> _About this task_
With the line containing "reads that doc." as the start and the line containing "### Answers" as the end, transcribe that span of the entries below exactly, including both.

____ Provided material

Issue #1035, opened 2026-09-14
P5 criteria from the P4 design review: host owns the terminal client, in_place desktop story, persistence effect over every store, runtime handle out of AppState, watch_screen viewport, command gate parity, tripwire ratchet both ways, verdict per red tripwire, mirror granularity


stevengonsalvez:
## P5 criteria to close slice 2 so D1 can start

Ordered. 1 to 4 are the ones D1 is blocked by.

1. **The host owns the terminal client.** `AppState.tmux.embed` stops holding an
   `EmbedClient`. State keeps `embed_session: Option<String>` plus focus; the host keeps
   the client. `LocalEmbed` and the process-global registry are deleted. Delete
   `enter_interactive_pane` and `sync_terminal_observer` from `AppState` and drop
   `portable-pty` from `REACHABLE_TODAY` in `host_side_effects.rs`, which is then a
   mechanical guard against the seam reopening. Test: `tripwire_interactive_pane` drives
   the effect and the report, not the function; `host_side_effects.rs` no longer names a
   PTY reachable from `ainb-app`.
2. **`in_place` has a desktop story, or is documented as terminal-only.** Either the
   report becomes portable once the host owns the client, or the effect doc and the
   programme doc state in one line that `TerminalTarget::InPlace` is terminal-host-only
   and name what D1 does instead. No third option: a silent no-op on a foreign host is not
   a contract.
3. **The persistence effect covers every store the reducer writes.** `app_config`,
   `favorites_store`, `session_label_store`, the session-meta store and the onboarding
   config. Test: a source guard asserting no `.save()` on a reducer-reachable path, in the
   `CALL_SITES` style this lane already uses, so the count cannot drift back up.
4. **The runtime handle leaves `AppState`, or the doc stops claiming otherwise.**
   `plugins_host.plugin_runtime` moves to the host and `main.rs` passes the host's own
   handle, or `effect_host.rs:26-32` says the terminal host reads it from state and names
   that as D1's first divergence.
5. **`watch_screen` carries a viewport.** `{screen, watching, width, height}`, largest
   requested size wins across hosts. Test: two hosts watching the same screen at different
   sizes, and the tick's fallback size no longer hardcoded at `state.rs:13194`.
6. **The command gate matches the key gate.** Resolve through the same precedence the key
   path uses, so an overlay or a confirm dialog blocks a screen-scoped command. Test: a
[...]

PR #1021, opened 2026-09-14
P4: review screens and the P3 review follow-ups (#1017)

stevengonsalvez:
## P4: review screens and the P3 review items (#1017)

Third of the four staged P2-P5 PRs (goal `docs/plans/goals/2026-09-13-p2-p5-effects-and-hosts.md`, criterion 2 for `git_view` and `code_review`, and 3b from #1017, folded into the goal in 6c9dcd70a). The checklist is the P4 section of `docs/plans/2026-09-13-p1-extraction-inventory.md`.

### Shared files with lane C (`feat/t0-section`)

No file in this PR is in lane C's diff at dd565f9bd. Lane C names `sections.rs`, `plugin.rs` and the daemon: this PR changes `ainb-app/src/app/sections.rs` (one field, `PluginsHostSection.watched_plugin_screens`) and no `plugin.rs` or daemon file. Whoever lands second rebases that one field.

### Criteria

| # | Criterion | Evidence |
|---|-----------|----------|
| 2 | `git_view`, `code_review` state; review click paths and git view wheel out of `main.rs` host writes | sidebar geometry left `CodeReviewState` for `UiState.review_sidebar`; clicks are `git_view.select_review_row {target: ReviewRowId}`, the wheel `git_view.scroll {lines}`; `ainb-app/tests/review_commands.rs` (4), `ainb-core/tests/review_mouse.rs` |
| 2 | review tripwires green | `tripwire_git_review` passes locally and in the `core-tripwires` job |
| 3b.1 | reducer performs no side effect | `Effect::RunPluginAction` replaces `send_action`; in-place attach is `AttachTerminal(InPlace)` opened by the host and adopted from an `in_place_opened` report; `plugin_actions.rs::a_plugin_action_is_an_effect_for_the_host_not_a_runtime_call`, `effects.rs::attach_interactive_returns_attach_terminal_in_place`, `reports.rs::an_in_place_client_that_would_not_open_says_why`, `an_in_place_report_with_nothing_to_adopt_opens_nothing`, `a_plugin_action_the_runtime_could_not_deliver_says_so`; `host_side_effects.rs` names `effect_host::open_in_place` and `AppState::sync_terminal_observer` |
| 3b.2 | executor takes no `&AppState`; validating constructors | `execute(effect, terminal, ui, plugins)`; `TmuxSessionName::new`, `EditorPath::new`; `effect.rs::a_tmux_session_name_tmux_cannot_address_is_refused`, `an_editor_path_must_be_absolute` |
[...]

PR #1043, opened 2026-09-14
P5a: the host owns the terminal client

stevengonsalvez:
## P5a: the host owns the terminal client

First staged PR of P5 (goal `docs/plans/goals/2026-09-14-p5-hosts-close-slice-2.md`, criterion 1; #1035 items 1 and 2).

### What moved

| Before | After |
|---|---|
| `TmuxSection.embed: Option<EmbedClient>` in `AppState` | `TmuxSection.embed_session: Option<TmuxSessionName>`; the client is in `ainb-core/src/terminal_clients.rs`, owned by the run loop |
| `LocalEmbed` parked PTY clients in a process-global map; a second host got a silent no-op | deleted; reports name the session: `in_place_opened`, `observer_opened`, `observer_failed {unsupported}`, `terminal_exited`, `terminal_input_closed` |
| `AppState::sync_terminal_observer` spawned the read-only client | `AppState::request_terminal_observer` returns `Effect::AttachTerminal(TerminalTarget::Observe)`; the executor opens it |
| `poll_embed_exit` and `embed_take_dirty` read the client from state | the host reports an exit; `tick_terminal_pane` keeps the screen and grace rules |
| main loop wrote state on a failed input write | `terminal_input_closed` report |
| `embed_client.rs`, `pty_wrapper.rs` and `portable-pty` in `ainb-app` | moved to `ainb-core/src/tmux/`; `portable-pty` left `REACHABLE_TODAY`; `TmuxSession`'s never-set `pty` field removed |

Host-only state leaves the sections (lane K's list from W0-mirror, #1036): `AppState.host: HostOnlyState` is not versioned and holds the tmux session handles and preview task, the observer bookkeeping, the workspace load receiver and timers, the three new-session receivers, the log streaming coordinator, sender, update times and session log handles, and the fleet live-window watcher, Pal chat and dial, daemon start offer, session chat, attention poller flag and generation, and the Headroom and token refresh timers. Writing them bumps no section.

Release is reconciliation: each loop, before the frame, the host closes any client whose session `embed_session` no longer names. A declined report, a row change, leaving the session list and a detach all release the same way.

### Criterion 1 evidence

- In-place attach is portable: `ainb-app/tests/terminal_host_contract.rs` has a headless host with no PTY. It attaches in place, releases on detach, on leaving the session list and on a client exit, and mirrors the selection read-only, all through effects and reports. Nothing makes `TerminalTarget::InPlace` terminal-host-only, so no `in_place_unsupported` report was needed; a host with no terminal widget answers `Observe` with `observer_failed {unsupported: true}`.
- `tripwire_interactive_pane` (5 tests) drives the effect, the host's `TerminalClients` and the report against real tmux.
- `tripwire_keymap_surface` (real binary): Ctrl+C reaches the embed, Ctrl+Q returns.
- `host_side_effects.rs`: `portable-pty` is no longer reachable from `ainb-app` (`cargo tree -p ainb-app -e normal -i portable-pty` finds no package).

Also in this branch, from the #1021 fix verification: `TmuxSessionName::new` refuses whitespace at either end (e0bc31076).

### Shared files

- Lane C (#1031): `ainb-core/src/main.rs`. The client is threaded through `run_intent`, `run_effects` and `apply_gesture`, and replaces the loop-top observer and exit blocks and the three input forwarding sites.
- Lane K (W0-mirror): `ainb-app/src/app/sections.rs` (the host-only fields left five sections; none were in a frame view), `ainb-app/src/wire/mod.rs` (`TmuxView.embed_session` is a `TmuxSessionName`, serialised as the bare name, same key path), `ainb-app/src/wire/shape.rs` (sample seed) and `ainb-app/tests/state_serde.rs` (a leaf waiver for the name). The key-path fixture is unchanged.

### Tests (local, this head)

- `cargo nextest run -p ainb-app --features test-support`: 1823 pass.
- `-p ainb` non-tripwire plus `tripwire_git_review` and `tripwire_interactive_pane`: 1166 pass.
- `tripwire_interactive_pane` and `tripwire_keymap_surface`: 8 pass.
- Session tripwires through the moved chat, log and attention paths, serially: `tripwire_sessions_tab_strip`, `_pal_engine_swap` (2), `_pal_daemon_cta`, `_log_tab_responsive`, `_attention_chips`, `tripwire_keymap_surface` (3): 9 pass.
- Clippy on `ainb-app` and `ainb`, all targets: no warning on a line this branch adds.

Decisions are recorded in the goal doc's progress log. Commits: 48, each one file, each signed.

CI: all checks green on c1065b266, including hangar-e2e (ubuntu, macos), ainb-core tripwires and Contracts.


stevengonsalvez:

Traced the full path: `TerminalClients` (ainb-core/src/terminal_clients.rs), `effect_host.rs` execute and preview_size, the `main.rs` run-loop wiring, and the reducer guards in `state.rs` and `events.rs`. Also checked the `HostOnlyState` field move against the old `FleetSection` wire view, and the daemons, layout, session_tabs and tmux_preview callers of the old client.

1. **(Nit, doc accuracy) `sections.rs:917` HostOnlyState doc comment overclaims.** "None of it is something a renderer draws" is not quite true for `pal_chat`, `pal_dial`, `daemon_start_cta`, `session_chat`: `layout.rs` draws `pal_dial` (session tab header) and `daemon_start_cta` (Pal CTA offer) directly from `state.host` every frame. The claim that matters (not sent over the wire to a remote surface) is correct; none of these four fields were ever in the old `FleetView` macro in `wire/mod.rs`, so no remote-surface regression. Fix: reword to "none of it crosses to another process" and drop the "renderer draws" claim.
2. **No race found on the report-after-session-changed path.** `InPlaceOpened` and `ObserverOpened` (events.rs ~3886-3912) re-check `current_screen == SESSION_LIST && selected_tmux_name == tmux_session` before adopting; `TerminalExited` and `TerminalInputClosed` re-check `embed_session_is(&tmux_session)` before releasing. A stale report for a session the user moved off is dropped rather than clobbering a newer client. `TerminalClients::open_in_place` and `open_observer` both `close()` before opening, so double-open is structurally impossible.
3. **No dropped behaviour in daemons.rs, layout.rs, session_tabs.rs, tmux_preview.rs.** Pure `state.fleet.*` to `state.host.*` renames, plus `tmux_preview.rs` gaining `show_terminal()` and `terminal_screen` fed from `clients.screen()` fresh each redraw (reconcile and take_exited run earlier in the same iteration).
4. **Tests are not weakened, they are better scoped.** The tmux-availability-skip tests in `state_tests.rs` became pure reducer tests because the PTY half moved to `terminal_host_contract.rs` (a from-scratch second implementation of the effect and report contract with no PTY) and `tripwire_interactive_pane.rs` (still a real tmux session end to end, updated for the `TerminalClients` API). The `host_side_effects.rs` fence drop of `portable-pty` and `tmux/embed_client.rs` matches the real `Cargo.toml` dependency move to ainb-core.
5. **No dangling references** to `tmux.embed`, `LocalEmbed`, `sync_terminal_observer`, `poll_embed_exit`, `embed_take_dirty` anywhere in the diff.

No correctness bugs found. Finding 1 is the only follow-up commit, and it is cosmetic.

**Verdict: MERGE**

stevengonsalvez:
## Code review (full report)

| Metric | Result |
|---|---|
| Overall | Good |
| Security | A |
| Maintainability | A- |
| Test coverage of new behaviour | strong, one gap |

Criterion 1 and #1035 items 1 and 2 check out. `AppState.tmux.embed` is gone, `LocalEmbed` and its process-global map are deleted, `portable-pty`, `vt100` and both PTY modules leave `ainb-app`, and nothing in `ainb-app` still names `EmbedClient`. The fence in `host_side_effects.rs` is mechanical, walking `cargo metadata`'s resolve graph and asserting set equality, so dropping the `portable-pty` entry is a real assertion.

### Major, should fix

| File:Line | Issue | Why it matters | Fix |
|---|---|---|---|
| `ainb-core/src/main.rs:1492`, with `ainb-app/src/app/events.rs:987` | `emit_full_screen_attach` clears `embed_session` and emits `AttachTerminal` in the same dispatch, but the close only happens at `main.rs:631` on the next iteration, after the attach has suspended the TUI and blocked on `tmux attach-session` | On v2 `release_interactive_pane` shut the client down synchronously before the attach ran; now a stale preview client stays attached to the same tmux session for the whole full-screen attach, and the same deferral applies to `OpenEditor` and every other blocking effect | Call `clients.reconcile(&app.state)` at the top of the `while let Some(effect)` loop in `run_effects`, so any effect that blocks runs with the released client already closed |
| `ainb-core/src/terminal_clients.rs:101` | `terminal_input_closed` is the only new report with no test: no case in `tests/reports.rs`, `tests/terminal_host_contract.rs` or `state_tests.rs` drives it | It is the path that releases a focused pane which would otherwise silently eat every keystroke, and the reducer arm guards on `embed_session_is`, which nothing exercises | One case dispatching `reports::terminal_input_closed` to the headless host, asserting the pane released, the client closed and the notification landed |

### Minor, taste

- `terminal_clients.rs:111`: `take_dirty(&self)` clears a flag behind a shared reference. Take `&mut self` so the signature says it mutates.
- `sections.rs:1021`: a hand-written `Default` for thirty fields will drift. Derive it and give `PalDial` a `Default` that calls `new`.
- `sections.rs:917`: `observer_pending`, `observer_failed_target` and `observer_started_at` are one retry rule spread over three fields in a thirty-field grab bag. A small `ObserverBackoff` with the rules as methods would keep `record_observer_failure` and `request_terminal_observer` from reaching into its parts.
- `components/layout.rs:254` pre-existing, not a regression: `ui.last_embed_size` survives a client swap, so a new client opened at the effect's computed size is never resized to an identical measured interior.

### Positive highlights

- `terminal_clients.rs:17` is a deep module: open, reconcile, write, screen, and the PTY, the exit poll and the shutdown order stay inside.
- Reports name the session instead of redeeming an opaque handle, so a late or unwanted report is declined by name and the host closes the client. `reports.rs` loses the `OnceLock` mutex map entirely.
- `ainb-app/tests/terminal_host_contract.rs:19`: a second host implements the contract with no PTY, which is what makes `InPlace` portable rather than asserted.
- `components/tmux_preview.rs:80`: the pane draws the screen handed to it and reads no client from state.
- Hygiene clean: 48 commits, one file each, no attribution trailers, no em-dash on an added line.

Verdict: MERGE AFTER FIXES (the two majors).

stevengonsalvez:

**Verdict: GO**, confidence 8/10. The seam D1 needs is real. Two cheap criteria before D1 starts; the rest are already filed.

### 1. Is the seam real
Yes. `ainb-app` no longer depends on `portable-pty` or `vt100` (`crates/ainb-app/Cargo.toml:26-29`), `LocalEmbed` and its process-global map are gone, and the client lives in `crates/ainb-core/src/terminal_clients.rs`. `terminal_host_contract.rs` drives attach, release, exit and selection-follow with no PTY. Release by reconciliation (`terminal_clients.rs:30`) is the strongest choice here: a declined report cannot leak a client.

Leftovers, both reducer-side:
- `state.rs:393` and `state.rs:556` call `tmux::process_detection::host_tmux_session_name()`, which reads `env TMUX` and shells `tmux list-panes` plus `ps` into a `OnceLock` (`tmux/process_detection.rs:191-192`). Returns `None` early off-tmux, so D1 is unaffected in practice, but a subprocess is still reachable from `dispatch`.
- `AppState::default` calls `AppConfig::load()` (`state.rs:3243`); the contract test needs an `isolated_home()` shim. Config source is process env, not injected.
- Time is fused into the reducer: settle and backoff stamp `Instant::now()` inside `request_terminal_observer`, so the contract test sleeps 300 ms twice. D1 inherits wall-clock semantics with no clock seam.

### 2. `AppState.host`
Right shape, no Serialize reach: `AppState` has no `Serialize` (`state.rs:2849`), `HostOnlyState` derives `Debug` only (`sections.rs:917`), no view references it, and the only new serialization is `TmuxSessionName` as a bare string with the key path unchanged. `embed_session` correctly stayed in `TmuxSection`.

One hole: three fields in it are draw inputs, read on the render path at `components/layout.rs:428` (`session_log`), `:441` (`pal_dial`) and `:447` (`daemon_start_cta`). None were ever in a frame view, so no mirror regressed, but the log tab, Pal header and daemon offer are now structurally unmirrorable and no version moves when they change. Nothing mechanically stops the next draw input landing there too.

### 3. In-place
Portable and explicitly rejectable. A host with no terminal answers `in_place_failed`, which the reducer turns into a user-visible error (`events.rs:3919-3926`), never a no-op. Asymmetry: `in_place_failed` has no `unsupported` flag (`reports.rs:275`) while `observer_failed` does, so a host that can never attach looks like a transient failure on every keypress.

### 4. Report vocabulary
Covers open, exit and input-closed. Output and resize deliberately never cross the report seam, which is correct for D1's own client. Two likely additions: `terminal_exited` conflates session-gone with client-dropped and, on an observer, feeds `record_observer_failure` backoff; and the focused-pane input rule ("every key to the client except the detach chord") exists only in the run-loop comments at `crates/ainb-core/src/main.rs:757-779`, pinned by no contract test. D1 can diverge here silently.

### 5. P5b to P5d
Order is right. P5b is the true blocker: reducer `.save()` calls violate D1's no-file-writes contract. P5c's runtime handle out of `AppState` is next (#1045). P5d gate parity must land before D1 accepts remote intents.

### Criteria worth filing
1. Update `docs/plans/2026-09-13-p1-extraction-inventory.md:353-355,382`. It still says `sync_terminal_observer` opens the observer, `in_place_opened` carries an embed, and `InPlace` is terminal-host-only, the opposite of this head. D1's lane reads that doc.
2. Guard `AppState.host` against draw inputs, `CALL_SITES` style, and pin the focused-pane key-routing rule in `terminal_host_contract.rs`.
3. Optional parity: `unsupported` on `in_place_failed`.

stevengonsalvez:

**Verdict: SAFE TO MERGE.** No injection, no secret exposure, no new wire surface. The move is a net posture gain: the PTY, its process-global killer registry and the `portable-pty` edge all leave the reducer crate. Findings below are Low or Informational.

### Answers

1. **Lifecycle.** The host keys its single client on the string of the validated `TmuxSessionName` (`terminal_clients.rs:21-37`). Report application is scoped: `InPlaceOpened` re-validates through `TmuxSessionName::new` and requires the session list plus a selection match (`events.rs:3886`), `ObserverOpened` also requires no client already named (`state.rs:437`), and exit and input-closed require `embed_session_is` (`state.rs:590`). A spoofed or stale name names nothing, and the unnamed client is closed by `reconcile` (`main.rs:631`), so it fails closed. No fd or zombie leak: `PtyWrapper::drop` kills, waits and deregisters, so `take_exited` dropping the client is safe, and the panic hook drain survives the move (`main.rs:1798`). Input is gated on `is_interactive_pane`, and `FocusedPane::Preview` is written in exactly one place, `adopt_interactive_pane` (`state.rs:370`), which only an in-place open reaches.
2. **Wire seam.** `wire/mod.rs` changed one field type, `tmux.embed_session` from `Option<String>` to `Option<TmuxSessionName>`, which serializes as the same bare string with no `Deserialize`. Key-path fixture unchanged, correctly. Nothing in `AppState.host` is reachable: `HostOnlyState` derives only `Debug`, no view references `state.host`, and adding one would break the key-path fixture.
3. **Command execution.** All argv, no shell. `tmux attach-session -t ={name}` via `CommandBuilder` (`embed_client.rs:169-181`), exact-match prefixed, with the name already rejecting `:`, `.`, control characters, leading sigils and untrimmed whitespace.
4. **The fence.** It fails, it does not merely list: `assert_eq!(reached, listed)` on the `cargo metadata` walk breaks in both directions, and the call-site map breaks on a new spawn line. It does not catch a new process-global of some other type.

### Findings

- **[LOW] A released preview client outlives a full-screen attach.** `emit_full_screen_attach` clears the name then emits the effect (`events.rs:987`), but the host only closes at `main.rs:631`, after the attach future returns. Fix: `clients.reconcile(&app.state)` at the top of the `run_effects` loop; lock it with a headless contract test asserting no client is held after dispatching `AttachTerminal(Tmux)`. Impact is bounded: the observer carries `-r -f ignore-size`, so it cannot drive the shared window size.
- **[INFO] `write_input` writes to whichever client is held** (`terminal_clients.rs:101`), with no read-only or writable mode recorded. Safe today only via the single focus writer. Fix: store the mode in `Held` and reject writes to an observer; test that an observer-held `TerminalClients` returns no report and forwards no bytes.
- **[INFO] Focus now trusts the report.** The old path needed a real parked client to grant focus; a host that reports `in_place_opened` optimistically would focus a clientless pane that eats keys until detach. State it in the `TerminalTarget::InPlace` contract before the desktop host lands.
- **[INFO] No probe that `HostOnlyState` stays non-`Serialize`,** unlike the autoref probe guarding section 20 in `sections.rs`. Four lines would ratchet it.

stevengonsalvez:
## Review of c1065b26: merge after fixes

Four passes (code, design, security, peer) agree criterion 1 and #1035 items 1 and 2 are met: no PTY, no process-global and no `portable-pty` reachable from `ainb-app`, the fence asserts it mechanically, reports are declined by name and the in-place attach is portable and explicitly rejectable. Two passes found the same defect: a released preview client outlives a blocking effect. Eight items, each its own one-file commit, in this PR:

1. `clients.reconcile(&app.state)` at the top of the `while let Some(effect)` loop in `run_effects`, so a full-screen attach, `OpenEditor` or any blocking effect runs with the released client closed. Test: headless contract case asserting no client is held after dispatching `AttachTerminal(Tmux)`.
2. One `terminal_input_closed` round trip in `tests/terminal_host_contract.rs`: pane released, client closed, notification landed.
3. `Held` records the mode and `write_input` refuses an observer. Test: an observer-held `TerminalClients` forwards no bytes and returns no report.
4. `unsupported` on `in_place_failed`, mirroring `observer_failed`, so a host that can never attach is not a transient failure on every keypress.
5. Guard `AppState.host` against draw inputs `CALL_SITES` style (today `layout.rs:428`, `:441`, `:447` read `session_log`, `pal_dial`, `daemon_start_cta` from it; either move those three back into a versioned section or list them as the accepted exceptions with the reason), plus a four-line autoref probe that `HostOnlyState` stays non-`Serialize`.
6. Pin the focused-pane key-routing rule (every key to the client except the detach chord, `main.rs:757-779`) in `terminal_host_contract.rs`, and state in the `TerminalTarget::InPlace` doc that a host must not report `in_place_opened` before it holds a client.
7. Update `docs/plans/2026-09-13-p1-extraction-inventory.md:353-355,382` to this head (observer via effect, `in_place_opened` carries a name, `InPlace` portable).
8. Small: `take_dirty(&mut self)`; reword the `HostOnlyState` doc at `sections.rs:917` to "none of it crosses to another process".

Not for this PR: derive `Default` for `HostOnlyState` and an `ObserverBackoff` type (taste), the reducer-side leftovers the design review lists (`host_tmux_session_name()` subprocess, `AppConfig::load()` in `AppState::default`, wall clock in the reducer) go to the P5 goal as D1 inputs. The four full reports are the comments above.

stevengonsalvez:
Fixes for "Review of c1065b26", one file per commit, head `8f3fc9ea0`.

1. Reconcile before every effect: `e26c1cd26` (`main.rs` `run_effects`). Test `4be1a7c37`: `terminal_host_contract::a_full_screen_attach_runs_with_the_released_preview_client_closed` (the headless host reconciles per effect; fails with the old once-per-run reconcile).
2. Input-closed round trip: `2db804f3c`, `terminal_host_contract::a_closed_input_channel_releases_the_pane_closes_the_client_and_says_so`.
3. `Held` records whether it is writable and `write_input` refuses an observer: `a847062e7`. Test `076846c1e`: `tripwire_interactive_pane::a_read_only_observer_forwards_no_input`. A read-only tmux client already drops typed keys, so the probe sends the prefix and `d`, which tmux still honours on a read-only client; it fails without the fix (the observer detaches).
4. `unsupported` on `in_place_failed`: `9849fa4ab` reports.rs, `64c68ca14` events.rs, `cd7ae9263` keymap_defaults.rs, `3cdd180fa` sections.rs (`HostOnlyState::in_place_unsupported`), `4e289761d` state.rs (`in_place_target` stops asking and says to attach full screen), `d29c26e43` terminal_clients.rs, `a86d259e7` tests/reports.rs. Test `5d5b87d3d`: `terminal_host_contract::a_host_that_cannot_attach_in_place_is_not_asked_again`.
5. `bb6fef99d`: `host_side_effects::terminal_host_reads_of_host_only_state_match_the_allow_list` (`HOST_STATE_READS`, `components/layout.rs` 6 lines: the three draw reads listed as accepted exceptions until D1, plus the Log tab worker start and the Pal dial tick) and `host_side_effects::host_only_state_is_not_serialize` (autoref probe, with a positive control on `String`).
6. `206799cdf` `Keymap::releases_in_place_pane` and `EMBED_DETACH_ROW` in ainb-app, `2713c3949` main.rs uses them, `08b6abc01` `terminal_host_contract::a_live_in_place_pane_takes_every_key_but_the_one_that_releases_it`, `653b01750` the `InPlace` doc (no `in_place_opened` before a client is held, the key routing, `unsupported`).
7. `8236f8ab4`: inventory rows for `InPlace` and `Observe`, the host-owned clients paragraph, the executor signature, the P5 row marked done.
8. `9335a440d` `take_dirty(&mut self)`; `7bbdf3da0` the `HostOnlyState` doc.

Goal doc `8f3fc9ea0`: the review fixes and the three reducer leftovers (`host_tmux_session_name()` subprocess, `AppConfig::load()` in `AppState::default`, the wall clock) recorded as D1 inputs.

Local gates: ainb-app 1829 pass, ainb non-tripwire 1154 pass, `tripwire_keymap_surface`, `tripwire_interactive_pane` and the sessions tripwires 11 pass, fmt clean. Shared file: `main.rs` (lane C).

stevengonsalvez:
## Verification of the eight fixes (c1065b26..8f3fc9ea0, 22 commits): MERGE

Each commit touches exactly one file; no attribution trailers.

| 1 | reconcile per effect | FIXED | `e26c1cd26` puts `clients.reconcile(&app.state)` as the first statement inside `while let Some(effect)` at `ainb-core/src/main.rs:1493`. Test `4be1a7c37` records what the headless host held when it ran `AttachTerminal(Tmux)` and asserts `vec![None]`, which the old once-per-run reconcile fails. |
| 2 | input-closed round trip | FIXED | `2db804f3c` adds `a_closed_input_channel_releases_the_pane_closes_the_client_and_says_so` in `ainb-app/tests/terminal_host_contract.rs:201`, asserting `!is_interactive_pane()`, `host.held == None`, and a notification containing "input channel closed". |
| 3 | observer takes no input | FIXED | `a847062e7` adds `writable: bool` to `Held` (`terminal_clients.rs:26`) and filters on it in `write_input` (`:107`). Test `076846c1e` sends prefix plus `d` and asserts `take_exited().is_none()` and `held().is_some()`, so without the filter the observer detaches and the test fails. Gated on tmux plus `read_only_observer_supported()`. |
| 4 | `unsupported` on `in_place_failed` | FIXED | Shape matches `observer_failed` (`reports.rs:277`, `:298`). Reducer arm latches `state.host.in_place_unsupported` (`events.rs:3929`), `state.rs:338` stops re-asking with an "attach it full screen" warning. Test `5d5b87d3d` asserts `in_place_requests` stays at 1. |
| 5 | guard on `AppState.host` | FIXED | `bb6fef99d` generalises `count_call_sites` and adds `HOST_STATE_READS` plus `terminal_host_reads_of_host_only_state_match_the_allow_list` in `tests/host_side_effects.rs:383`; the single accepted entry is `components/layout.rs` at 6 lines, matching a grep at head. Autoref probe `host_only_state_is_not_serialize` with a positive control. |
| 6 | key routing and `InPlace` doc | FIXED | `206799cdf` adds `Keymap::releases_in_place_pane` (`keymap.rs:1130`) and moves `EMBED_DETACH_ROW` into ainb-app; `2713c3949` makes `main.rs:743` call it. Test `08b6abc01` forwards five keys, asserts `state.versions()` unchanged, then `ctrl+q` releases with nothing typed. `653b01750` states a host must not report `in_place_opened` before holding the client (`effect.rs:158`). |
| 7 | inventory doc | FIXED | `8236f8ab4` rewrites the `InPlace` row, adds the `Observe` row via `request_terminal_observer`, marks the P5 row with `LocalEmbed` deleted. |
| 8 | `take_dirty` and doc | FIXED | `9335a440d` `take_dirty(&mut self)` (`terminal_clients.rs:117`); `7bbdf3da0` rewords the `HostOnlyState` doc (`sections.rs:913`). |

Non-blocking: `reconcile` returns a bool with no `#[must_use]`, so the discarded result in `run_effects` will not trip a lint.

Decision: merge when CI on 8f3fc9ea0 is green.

________

> _Task result_
1. Update `docs/plans/2026-09-13-p1-extraction-inventory.md:353-355,382`. It still says `sync_terminal_observer` opens the observer, `in_place_opened` carries an embed, and `InPlace` is terminal-host-only, the opposite of this head. D1's lane reads that doc.
2. Guard `AppState.host` against draw inputs, `CALL_SITES` style, and pin the focused-pane key-routing rule in `terminal_host_contract.rs`.
3. Optional parity: `unsupported` on `in_place_failed`.

stevengonsalvez:

**Verdict: SAFE TO MERGE.** No injection, no secret exposure, no new wire surface. The move is a net posture gain: the PTY, its process-global killer registry and the `portable-pty` edge all leave the reducer crate. Findings below are Low or Informational.

### Answers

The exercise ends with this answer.